I remember around 2009 that FXCM started talking about their “no dealing desk” operation. For those that don’t know, the majority of retail traders use a dealing desk model where your broker takes the other side of your trade and will offset that risk on different tiers (not the purpose of this article but helps inflate the common refrain of the largest market in the world).
Yes, dealing desks were accused of doing slight of hand tricks like re quotes and spiking the market. The truth is…they did exactly that. I had been spiked out of trades in the past mostly due to insane widening of spread costs as my Forex broker had to find ways to mitigate risk during volatile trading periods.
Traders who were simply guessing at their Forex trading strategy probably lost much more than those people who approach trading like a professional.
When FXCM came out with “direct access to the marketplace”, some saw it as a blessing.
Turns out that the blessing was actually a curse and misrepresentation of what they were doing.
between Sept. 4, 2009 though at least 2014, FXCM engaged in false and misleading solicitations of FXCM’s retail customers by concealing its relationship with its most important market maker and by misrepresenting that its ‘No Dealing Desk’ platform had no conflicts of interest with its customers.

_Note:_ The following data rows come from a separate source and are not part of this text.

PR #308, opened 2025-09-08
182 erroneous read only on server start

### LINKED ISSUE #182: Erroneous Read-Only Error on Server Start
Most of the time, even with a "fresh" install and database, on server start a message is printed to the terminal as follows: 

```
PMGD Response:
{
   "info" : "ReadOnly: ",
   "status" : -1
}

[
   {
      "FailedCommand" : "Transaction",
      "info" : "Failed PMGD Transaction: ReadOnly: ",
      "status" : -1
   }
]
```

The scam rolled out to the retail crowd when FXCM started a company called “Effex” – seriously – so when orders were placed from a trader, they were routed from the banks straight to…..EFFEX. What would happen is Effex would hold the order briefly and compare the two prices – before hold and after hold.
- If the price after the brief hold (so brief you’d never notice it except for the “processing” notification) was in the direction benefiting the trader, the order would be rejected.
- If it was against the trader, accepted and trader gets slipped.
Yes it would be a handful of pips…but a handful times the amount of traders they hooked into their “no dealing desk” operation.
The good thing is in America, they will never get to be involved in trading again in the United States!
The traders that still had funds at FXCM, will be headed over to Gain capital.
I know this is a horrible scam but don’t let it make you think that Forex trading is a scam. It isn’t. Not in the least.
Could FXCM traders know this was happening with their broker? Probably not in full detail….they thought they were trading the actual market…. but they were probably seeing positive traders actually turn into losing trades or simply bad fills.